A visita do Papa

 

 

 

DÍDIMO HELENO PÓVOA AIRES*  

 

28/04/2007

 

 

O papa virá ao Brasil, em maio. Os cristãos católicos estão animados, como não poderia ser diferente, afinal o Pontífice é o representante de Deus aqui na terra, como acreditam muitas “ovelhas” espalhadas por aí. As outras religiões não se importam muito com isso, o que também é compreensível, uma vez que elas têm os seus próprios líderes. Na verdade, o Papa assumiu o trono de Pedro, que era apóstolo de Cristo.
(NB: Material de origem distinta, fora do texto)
PR #83, opened 2021-11-22
Use copy for info response and add intake test

estolfo:
This PR contains these changes:

- Uses copy as per @stuartnelson3's [suggestion](https://github.com/elastic/apm-aws-lambda/pull/78/files#r753004695) to forward the apm server's info response back to the agent
- It adds an intake test and a test that the extension forwards an error from an info request
- Removes a check that the body is nil, as the documentation says it won't ever be nil

### DIFF
--- a/apm-lambda-extension/extension/route_handlers.go
+++ b/apm-lambda-extension/extension/route_handlers.go
@@ -84,11 +84,6 @@ func handleIntakeV2Events(agentDataChan chan AgentData) func(w http.ResponseWrit
 		w.WriteHeader(http.StatusAccepted)
 		w.Write([]byte("ok"))
 
-		if r.Body == nil {
-			log.Println("No body in agent request")
-			return
-		}
-
 		rawBytes, err := ioutil.ReadAll(r.Body)
 		if err != nil {
 			log.Println("Could not read bytes from agent request body")
--- a/apm-lambda-extension/extension/route_handlers.go
+++ b/apm-lambda-extension/extension/route_handlers.go
@@ -18,6 +18,7 @@
 package extension
 
 import (
+	"io"
 	"io/ioutil"
 	"log"
 	"net/http"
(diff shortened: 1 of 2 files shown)


apm-lambda-extension/extension/route_handlers.go
```diff
@@ -46,30 +47,33 @@ func handleInfoRequest(apmServerUrl string) func(w http.ResponseWriter, r *http.
...
 			log.Printf("could not read info request response to APM Server: %v", err)
 			return
 		}
 
-		// send status code
-		w.WriteHeader(resp.StatusCode)
-
 		// send every header received
-		for name, values := range resp.Header {
+		for name, values := range serverResp.Header {
```
stuartnelson3, line 71: Does this work? I had assumed you need to write the headers to the response before writing the body

estolfo: Thanks for pointing that out. I've added a check in the test that the header received from the server is forwarded to the agent.

apm-lambda-extension/extension/route_handlers.go
```diff
@@ -80,12 +84,8 @@ func handleIntakeV2Events(agentDataChan chan AgentData) func(w http.ResponseWrit
 		w.WriteHeader(http.StatusAccepted)
 		w.Write([]byte("ok"))
 
-		if r.Body == nil {
```
astorm, line 83: Presuming the "r.Body will always be `nil`" docs are this line here: https://github.com/golang/go/blob/18934e11ba6ef2b2f21f091ddf4ab6814dcf1959/src/net/http/request.go#L174

astorm (approved):
👍 I don't have an informed opinion on the specific change, but it looks done in a reasonable way, has test coverage, and a quick smoke test vs. a live lambda function indicates that everything is still working as expected.  Approving.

Como Pedro foi um dos mais influentes seguidores do Mestre, e Ele é o filho de Deus, o título de representante do Criador dado a Bento XVI, visto por esse ângulo, é mais que justo.

 

Tudo é questão de fé. Os mais céticos poderiam questionar: onde está a procuração que foi passada por Deus à Igreja, dando-lhe poderes para escolher o seu representante? Ateus poderiam também perguntar: Deus existe? E se existe, fundou uma Igreja? Escolheu um povo? O Antigo Testamento mostra claramente que aquele Deus que ali é descrito fez uma nítida opção pelos hebreus, resgatando-os das mãos dos seus algozes egípcios, e deu-lhes de presente Canaã, a “terra prometida”. Confesso que fiquei com ciúmes quando li o Pentateuco. Mas ciúmes é sentimento de quem tem pouca fé.

 

Em outras oportunidades já disse que a Bíblia é fantástica, de leitura obrigatória para  ateus e crentes, para agnósticos, profetas e anarquistas. O mais interessante é que todos encontram justificativas ou para nela acreditar ou para repudiá-la. Daí já se tira a conclusão de que não são livros banais. Podem fazer estremecer o mais materialista dos homens. Maria está lá, descrita como a mãe de Jesus, mas os protestantes preferem não aceitá-la como santa e virgem. É uma questão de ponto de vista, de interpretação. Mas há dois grandes personagens, sem dúvida: Deus e Jesus. Estes, que na verdade são três, Pai, Filho e Espírito Santo, segundo a Santíssima Trindade, tese dificílima de se explicar, dominam o Antigo e o Novo Testamento, respectivamente. O Deus do Antigo castiga. O do Novo perdoa.

 

Naquele tempo, Jesus costumava causar uma certa inquietação por onde passava, afinal tinha um discurso ousado e corajoso, dizendo em alto e bom som ser o filho de Deus. E isso tudo diante dos romanos, que exerciam o Poder na região. É de se imaginar que não era um homem comum. Mas toda a sua trajetória foi pautada por humildade, amor, paz, perdão e misericórdia, chegando até a incentivar que o fiel virasse a outra face quando lhe batessem na de cá. O Deus do Antigo Testamento não permitiria um desaforo desse. Seria castigo certo.  

 

Hoje os tempos são outros, não se vê mais profetas e líderes religiosos como antigamente. E a visita de Bento XVI ao Brasil é uma prova disso. Sua chegada é esperada aos moldes de um pop star. O Vaticano exige aposentos especiais; esculturas sacras que apodrecem há anos nos porões do Mosteiro de São Bento, em São Paulo, serão restauradas, palcos estão sendo montados e as televisões não falam de outra coisa. Uma estrada por onde passará o Pontífice, que visitará uma fazenda de recuperação de viciados, será devidamente asfaltada, somente para recebê-lo. De luxos assim não gozava Jesus. Andava com sandálias humildes, túnica simples. Seu transporte era, no máximo, um jumento, mas somente em ocasiões especialíssimas.

 

Não se sabe se, com toda a tecnologia de que hoje dispomos, Jesus aceitaria, ou não, essas regalias. Creio que não. É de se levar em consideração que o Papa merece e tem o direito de se sentir protegido e tratado com decência.  Mas o certo é que toda essa pompa e todo esse esplendor parecem demais, exagerado e um tanto desproporcional para um líder de uma religião que costuma vangloriar os pobres e a pobreza.

 

*Dídimo Heleno Póvoa Aires – advogado e membro da Academia Palmense de Letras.